Can GPT models Follow Human Summarization Guidelines? A Study for Targeted Communication Goals
Yongxin Zhou, Fabien Ringeval, François Portet
TL;DR
This study systematically evaluates whether GPT models (ChatGPT, GPT-4, GPT-4o) can generate dialogue summaries that adhere to human summarization guidelines, using DialogSum (English) and DECODA (French) as target datasets. It explores a spectrum of prompts (WordLimit, HG, HGR, and HG(R)→WL) and evaluates outputs with ROUGE, BERTScore, LLM-based judgments, and human assessments across Faithfulness, Main Issues, Sub-Issues, and Resolution. The findings show GPTs often outperform task-specific baselines on human-guideline alignment yet lag on automatic metrics, with length and entity-preservation issues in some cases; the two-step prompting approach (HGR→WL) partially mitigates these gaps.
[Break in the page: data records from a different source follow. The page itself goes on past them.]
PR #1594, opened 2020-05-26
Initial implementation of ExtraProperty annotation processor.

vkryachko:


encoders/firebase-encoders-processor/src/main/java/com/google/firebase/encoders/processor/annotations/AnnotationBuilder.java
```diff
@@ -0,0 +1,237 @@
...
+ * Generates an annotation implementation.
+ *
+ * <p>For example, given the following annotation
+ * <pre>{@code
+ * @interface MyAnnotation {
+ *   int value();
+ *   String str() default "hello";
+ * }
+ * }</pre>
+ * The produced code will look like:
```
rlazo, line 48: Would it be useful to document that the `*Impl` is also generated, not only the `At*`?

vkryachko: done

PR #1602, opened 2020-05-28
Add ability to publish JAR SDKs

vkryachko:


buildSrc/src/main/java/com/google/firebase/gradle/plugins/Tasks.kt
```diff
@@ -0,0 +1,17 @@
...
+//
+// Unless required by applicable law or agreed to in writing, software
+// distributed under the License is distributed on an "AS IS" BASIS,
+// WITHOUT WARRANTIES OR CONDITIONS OF ANY KIND, either express or implied.
+// See the License for the specific language governing permissions and
+// limitations under the License.
+
+package com.google.firebase.gradle.plugins
+
+const val JAVADOC_TASK_NAME = "firebaseJavadoc"
```
rlazo, line 17: where is this used?

vkryachko: Looks like it's only needed in the release repo, will move it there.

PR #1606, opened 2020-05-31
Changed TypeTokenContainer from interface to class

James201311:
- Changed `TypeTokenContainer` from an interface to a class.
- Changed field `typeArguments` of type `TypeTokenContainer` in non-generic `ClassToken` from null to an empty instance. 
- Changed `TypeToken` to throw an exception when a non-supported type `<? super Foo>` is passed to create a `TypeToken`, instead of throwing an exception only when trying to get the type arguments from it.

### DIFF
--- a/encoders/firebase-decoders-json/src/main/java/com/google/firebase/decoders/TypeToken.java
+++ b/encoders/firebase-decoders-json/src/main/java/com/google/firebase/decoders/TypeToken.java
@@ -53,7 +53,8 @@ public abstract class TypeToken<T> {
     if (superclass instanceof Class) {
       throw new IllegalArgumentException("Missing type parameters");
     }
-    @SuppressWarnings("ConstantConditions") // Safe because superclass is not instanceof Class
+    // Safe because superclass is not instanceof Class
+    @SuppressWarnings("ConstantConditions")
     Type type = ((ParameterizedType) superclass).getActualTypeArguments()[0];
     return of(type);
   }
@@ -84,8 +85,8 @@ public abstract class TypeToken<T> {
       return new ArrayToken<T>(TypeToken.of(componentType));
     } else if (type instanceof ParameterizedType) {
       ParameterizedType parameterizedType = (ParameterizedType) type;
-      @SuppressWarnings(
-          "unchecked") // Safe because rawType of parameterizedType is always instance of Class<T>
+      // Safe because rawType of parameterizedType is always instance of Class<T>
+      @SuppressWarnings("unchecked")
       Class<T> rawType = (Class<T>) parameterizedType.getRawType();
       Type[] types = parameterizedType.getActualTypeArguments();
       TypeToken[] typeTokens = new TypeToken[types.length];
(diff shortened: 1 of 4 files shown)


encoders/firebase-decoders-json/src/main/java/com/google/firebase/decoders/TypeToken.java
```diff
@@ -118,7 +110,7 @@ private TypeToken() {}
 
     private ClassToken(Class<T> token) {
       this.rawType = token;
-      this.typeArguments = null;
+      this.typeArguments = new TypeTokenContainer(null);
```
vkryachko, line 113: suggestion: Since `TypeTokenContainer` is immutable, let's have a singleton `TypeTokenContainer .EMPTY` instance that can be shared by all non-generic classes as opposed to allocating one each time.

encoders/firebase-decoders-json/src/main/java/com/google/firebase/decoders/TypeTokenContainer.java
```diff
@@ -15,13 +15,33 @@
...
 /**
  * {@link TypeTokenContainer} is used to get actual type parameter in a generic class at given
  * index.
  */
-// TODO: change from interface to class
-public interface TypeTokenContainer {
+public class TypeTokenContainer {
+  private final TypeToken<?>[] typeTokens;
+
+  TypeTokenContainer(@Nullable Type[] types) {
```
vkryachko, line 28: Consider moving the conversion logic `Type->TypeToken` into the TypeToken class itself, this would increase cohesion of this class and will not require making `TypeToken#of(Type)` non-private, effectively exposing its implementation details.

vkryachko: Also might make sense to make the constructor public and class `final`.

encoders/firebase-decoders-json/src/main/java/com/google/firebase/decoders/TypeTokenContainer.java
```diff
@@ -15,13 +15,33 @@
...
+      }
+    }
+    this.typeTokens = typeTokens;
+  }
+
   @NonNull
-  <T> TypeToken<T> at(int index);
+  public <T> TypeToken<T> at(int index) {
+    if (index >= typeTokens.length)
+      throw new NullPointerException("No type token at index: " + index);
```
vkryachko, line 44: I think `IllegalArgumentException` is more appropriate here.

encoders/firebase-decoders-json/src/main/java/com/google/firebase/decoders/TypeTokenContainer.java
```diff
@@ -15,13 +15,33 @@
...
+        typeTokens[i] = TypeToken.of(types[i]);
+      }
+    }
+    this.typeTokens = typeTokens;
+  }
+
   @NonNull
-  <T> TypeToken<T> at(int index);
+  public <T> TypeToken<T> at(int index) {
+    if (index >= typeTokens.length)
```
vkryachko, line 43: nit: what if the index is less than zero?

encoders/firebase-decoders-json/src/main/java/com/google/firebase/decoders/TypeTokenContainer.java
```diff
@@ -15,13 +15,33 @@
...
+      throw new NullPointerException("No type token at index: " + index);
+    return (TypeToken<T>) typeTokens[index];
```
vkryachko, line 45: Doesn't this produce an unchecked cast warning? if so worth adding a `@SuppressWarnings`?

PR #1609, opened 2020-06-01
Avoid throwing explcit IOExceptions.

ankitaj224:
Also, handle slow network connection issues by retrying and back off.


firebase-installations/src/main/java/com/google/firebase/installations/FirebaseInstallations.java
```diff
@@ -444,7 +444,7 @@ private String readExistingIidOrCreateFid(PersistedInstallationEntry prefs) {
 
   /** Registers the created Fid with FIS servers and update the persisted state. */
   private PersistedInstallationEntry registerFidWithServer(PersistedInstallationEntry prefs)
-      throws IOException {
+      throws FirebaseInstallationsException, IOException {
```
andirayo, line 447: Can we just throw 1 exception type here?
Or where happens the unification (of exception types) for users?

firebase-installations/src/main/java/com/google/firebase/installations/FirebaseInstallations.java
```diff
@@ -527,7 +532,7 @@ private Void deleteFirebaseInstallationId() throws FirebaseInstallationsExceptio
             /*projectID= */ getProjectIdentifier(),
             /*refreshToken= */ entry.getRefreshToken());
 
-      } catch (FirebaseException exception) {
+      } catch (FirebaseException | IOException exception) {
```
andirayo, line 535: Why do we catch `FirebaseException` here?

a) Do we ever use any Exception type other than `FirebaseInstallationsException`?
If yes: why? If no: I recommend to check for `FirebaseInstallationsException` here.
b) Why do we catch `FirebaseInstallationsException`?
catching and rethrowing the same exception is an antipattern.
Can we not just leave the FirebaseInstallationsException as is?

firebase-installations/src/main/java/com/google/firebase/installations/FirebaseInstallationsException.java
```diff
@@ -29,6 +29,11 @@
      * Project.
      */
     BAD_CONFIG,
+    /**
+     * The service is currently unavailable. This is a most likely a transient condition and may be
+     * corrected by retrying with a backoff.
```
andirayo, line 34: What "backoff" are you referring to?
Exponential backoff?

If this is a public comment, I think I would either omit this addition or frame it like this:
"This is a most likely due to a transient condition and may be corrected by retrying. We recommend exponential backoff when retrying requests."

firebase-installations/src/main/java/com/google/firebase/installations/remote/FirebaseInstallationServiceClient.java
```diff
@@ -138,7 +138,7 @@ public InstallationResponse createFirebaseInstallation(
       @NonNull String projectID,
       @NonNull String appId,
       @Nullable String iidToken)
-      throws IOException {
+      throws FirebaseInstallationsException, IOException {
```
andirayo, line 141: Why are we still throwing `IOException`?
Can we get around this and only throw 1 exception type?
See comment below.

firebase-installations/src/main/java/com/google/firebase/installations/remote/FirebaseInstallationServiceClient.java
```diff
@@ -179,12 +179,16 @@ public InstallationResponse createFirebaseInstallation(
 
         // Return empty installation response with BAD_CONFIG response code after max retries
         return InstallationResponse.builder().setResponseCode(ResponseCode.BAD_CONFIG).build();
+      } catch (IOException ignored) {
+        retryCount++;
       } finally {
         httpURLConnection.disconnect();
```
andirayo, line 185: If we catch and ignore `IOException` here, can we remove `IOException` from the method interface?

firebase-installations/src/main/java/com/google/firebase/installations/remote/FirebaseInstallationServiceClient.java
```diff
@@ -352,7 +360,7 @@ public TokenResult generateAuthToken(
       @NonNull String fid,
       @NonNull String projectID,
       @NonNull String refreshToken)
-      throws IOException {
+      throws FirebaseInstallationsException, IOException {
```
andirayo, line 363: Same question as before.
Btw, just as a comment, no action item for this PR: quite a bit of code duplication going on here.

firebase-installations/src/main/java/com/google/firebase/installations/remote/FirebaseInstallationServiceClient.java
```diff
@@ -407,27 +419,37 @@ private static void logBadConfigError() {
...
-    if (heartbeatInfo != null && userAgentPublisher != null) {
-      HeartBeat heartbeat = heartbeatInfo.getHeartBeatCode(FIREBASE_INSTALLATIONS_ID_HEARTBEAT_TAG);
-      if (heartbeat != HeartBeat.NONE) {
-        httpURLConnection.addRequestProperty(USER_AGENT_HEADER, userAgentPublisher.getUserAgent());
-        httpURLConnection.addRequestProperty(
-            HEART_BEAT_HEADER, Integer.toString(heartbeat.getCode()));
+  private HttpURLConnection openHttpURLConnection(URL url, String apiKey)
+      throws FirebaseInstallationsException {
+    try {
+      HttpURLConnection httpURLConnection = (HttpURLConnection) url.openConnection();
```
andirayo, line 425: is it maybe enough to wrap this line with the try-catch block?
Maybe it gives more clarity about what can go wrong here.

firebase-installations/src/main/java/com/google/firebase/installations/remote/FirebaseInstallationServiceClient.java
ankitaj224: I will address the code duplication in another PR. Updated the exception handling.  PTAL. Thanks

firebase-installations/src/main/java/com/google/firebase/installations/FirebaseInstallations.java
ankitaj224: Update to check only `FirebaseInstallationsException`.

Agreed on the anti-pattern. Updated the code to remove this code.

I don't know the reason why we had this anti-pattern behavior before.

firebase-installations/src/main/java/com/google/firebase/installations/remote/FirebaseInstallationServiceClient.java
```diff
@@ -407,8 +412,16 @@ private static void logBadConfigError() {
             + " initializing Firebase.");
   }
 
-  private HttpURLConnection openHttpURLConnection(URL url, String apiKey) throws IOException {
-    HttpURLConnection httpURLConnection = (HttpURLConnection) url.openConnection();
+  private HttpURLConnection openHttpURLConnection(URL url, String apiKey)
+      throws FirebaseInstallationsException {
+    HttpURLConnection httpURLConnection;
+    try {
+      httpURLConnection = (HttpURLConnection) url.openConnection();
```
andirayo, line 419: Why are you casting this URLConnection?
Are you using methods that are specific to HttpURLConnection?
If not, I strongly recommend programming against the interface than the implementation.

firebase-installations/src/main/java/com/google/firebase/installations/remote/FirebaseInstallationServiceClient.java
```diff
@@ -321,12 +313,27 @@ public void deleteFirebaseInstallation(
...
       }
     }
 
-    throw new IOException();
+    throw new FirebaseInstallationsException(
+        "Firebase Installations Service is unavailable. Please try again later.",
+        Status.UNAVAILABLE);
+  }
+
+  private URL getURL(String resourceName) throws FirebaseInstallationsException {
```
andirayo, line 328: +1 for adding this method!
An idea for a different name (feel free to ignore):
#getFullyQualifiedRequestUri
#getFullyQualifiedApiEndpoint

firebase-installations/src/main/java/com/google/firebase/installations/remote/FirebaseInstallationServiceClient.java
```diff
@@ -321,12 +313,27 @@ public void deleteFirebaseInstallation(
...
+    try {
+      return new URL(
+          String.format(
+              "https://%s/%s/%s",
+              FIREBASE_INSTALLATIONS_API_DOMAIN, FIREBASE_INSTALLATIONS_API_VERSION, resourceName));
+    } catch (MalformedURLException e) {
+      throw new FirebaseInstallationsException(e.getMessage(), Status.UNAVAILABLE);
```
andirayo, line 335: This seems to be a pretty dramatic error.
How about we add some message here, e.g.
"Unexpected internal error while creating request URI."
I don't know.
Feel free to ignore.

firebase-installations/src/main/java/com/google/firebase/installations/remote/FirebaseInstallationServiceClient.java
ankitaj224: Yes, I am using methods specific to HttpURLConnection

firebase-installations/src/main/java/com/google/firebase/installations/FirebaseInstallationsException.java
```diff
@@ -29,6 +29,12 @@
      * Project.
      */
     BAD_CONFIG,
+
+    /**
+     * The service is currently unavailable. This is a most likely due to a transient condition and
+     * may be corrected by retrying. We recommend exponential backoff when retrying requests."
```
ciarand, line 35: extra quote?

PR #1612, opened 2020-06-02
implemented hashcode, equals, toString methods for TypeToken in decoders

James201311:


encoders/firebase-decoders-json/src/main/java/com/google/firebase/decoders/TypeTokenContainer.java
```diff
@@ -41,4 +42,48 @@ public TypeTokenContainer(@NonNull TypeToken[] typeTokens) {
     TypeToken<T> typeToken = (TypeToken<T>) typeTokens[index];
     return typeToken;
   }
+
+  @Override
+  public int hashCode() {
```
vkryachko, line 47: I think this whole method could be just one line:
```java
return Arrays.hashCode(typeTokens);
```
wdyt?

encoders/firebase-decoders-json/src/main/java/com/google/firebase/decoders/TypeTokenContainer.java
```diff
@@ -41,4 +42,48 @@ public TypeTokenContainer(@NonNull TypeToken[] typeTokens) {
...
+      return false;
+    }
+    TypeTokenContainer that = (TypeTokenContainer) o;
+    if (this.typeTokens.length != that.typeTokens.length) {
+      return false;
+    } else {
+      for (int i = 0; i < typeTokens.length; i++) {
+        if (!this.typeTokens[i].equals(that.typeTokens[i])) return false;
+      }
+      return true;
```
vkryachko, line 70:
```suggestion
    return Arrays.equals(typeTokens, that.typeTokens);
```

encoders/firebase-decoders-json/src/main/java/com/google/firebase/decoders/TypeTokenContainer.java
```diff
@@ -41,4 +42,48 @@ public TypeTokenContainer(@NonNull TypeToken[] typeTokens) {
...
+    }
+  }
+
+  @NonNull
+  @Override
+  public String toString() {
```
vkryachko, line 76: I don't think this one needs a `toString()`

encoders/firebase-decoders-json/src/main/java/com/google/firebase/decoders/TypeToken.java
```diff
@@ -157,5 +186,34 @@ private ArrayToken(TypeToken<?> componentType) {
...
+
+    @NonNull
+    @Override
+    public String toString() {
+      StringBuilder sb = new StringBuilder();
+      sb.append("ArrayToken{ ");
+      sb.append("ComponentType: ").append(componentType);
+      sb.append(" }");
+      return sb.toString();
+    }
```
vkryachko, line 217: Then this one could be `${componentType}[]`, wdyt?

encoders/firebase-decoders-json/src/main/java/com/google/firebase/decoders/TypeToken.java
```diff
@@ -140,6 +141,34 @@ private ClassToken(Class<T> rawType, TypeTokenContainer typeArguments) {
...
+
+    @NonNull
+    @Override
+    public String toString() {
+      StringBuilder sb = new StringBuilder();
+      sb.append("ClassToken{ ");
+      sb.append("RawType: ").append(rawType).append(", ");
+      sb.append("TypeArguments: ").append(typeArguments).append("");
+      sb.append(" }");
+      return sb.toString();
```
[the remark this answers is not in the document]
vkryachko: Or to disambiguate, could it be something like `TypeToken{Optionsl<String>[]`?

encoders/firebase-decoders-json/src/main/java/com/google/firebase/decoders/TypeTokenContainer.java
James201311: Good call!!

encoders/firebase-decoders-json/src/main/java/com/google/firebase/decoders/TypeToken.java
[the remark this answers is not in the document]
James201311: Great! I'll do that.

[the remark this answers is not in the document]
James201311: It turns out that i can do `TypeToken{TypeToken{Optional<TypeToken{String}>}[]}` or `Optional<String>[]` without any efforts. However, If we want `TypeToken{Optional<String>[]}`, it would involve more code since TypeTokens are nested. wdyt? @vkryachko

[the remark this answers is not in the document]
vkryachko: yeah, that's expected. But it seems that it's pretty straightforward to achieve, i.e. by adding an abstract method like `toStringRaw()` to the type token and have all subclasses implement it, while `toString()` itself is only needed in `TypeToken`, wdyt?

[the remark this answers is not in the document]
James201311: Niceeeeee! I am impressed.

encoders/firebase-decoders-json/src/main/java/com/google/firebase/decoders/TypeToken.java
```diff
@@ -113,6 +112,15 @@
 
   private TypeToken() {}
 
+  @NonNull
+  abstract String getTypeTokenLiteral();
+
+  @NonNull
+  @Override
+  public String toString() {
+    return "TypeToken:{" + getTypeTokenLiteral() + "}";
```
vkryachko, line 121: nit 
```suggestion
    return "TypeToken{" + getTypeTokenLiteral() + "}";
```

encoders/firebase-decoders-json/src/main/java/com/google/firebase/decoders/TypeTokenContainer.java
vkryachko: I think this one still applies

PR #1613, opened 2020-06-03
Synchronize cached fid

ankitaj224:
Also, contains minor fixes suggested by Ciaran.


firebase-installations/src/main/java/com/google/firebase/installations/FirebaseInstallations.java
```diff
@@ -68,7 +68,7 @@
   private final ExecutorService networkExecutor;
   /* FID of this Firebase Installations instance. Cached after successfully registering and
   persisting the FID locally. NOTE: cachedFid resets if FID is deleted.*/
-  private String cachedFid = null;
+  private String cachedFid;
```
ciarand, line 71: might as well mark this @GuardedBy too

ankitaj224: Done.

PR #2207, opened 2020-11-27
Update protobuf dep to 3.14

rlazo:


vkryachko:
I wonder if the smoke tests failure is legit?

rlazo:
> I wonder if the smoke tests failure is legit?

They are all failures in `firebase-perf`, and in every case it's because the perf artifact was compiled depending on 3.11. They are expected.

vkryachko (approved):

The results underscore the need for evaluation metrics that align with concrete guidelines and targeted communication goals, and they point to practical implications for applying LLMs in goal-directed dialogue summarization and evaluation. Overall, the work highlights both the promise and limitations of using LLMs for guideline-driven summarization and suggests concrete directions for improving evaluation methods and prompting strategies.
Abstract
This study investigates the ability of GPT models (ChatGPT, GPT-4 and GPT-4o) to generate dialogue summaries that adhere to human guidelines. Our evaluation involved experimenting with various prompts to guide the models in complying with guidelines on two datasets: DialogSum (English social conversations) and DECODA (French call center interactions). Human evaluation, based on summarization guidelines, served as the primary assessment method, complemented by extensive quantitative and qualitative analyses. Our findings reveal a preference for GPT-generated summaries over those from task-specific pre-trained models and reference summaries, highlighting GPT models' ability to follow human guidelines despite occasionally producing longer outputs and exhibiting divergent lexical and structural alignment with references. The discrepancy between ROUGE, BERTScore, and human evaluation underscores the need for more reliable automatic evaluation metrics.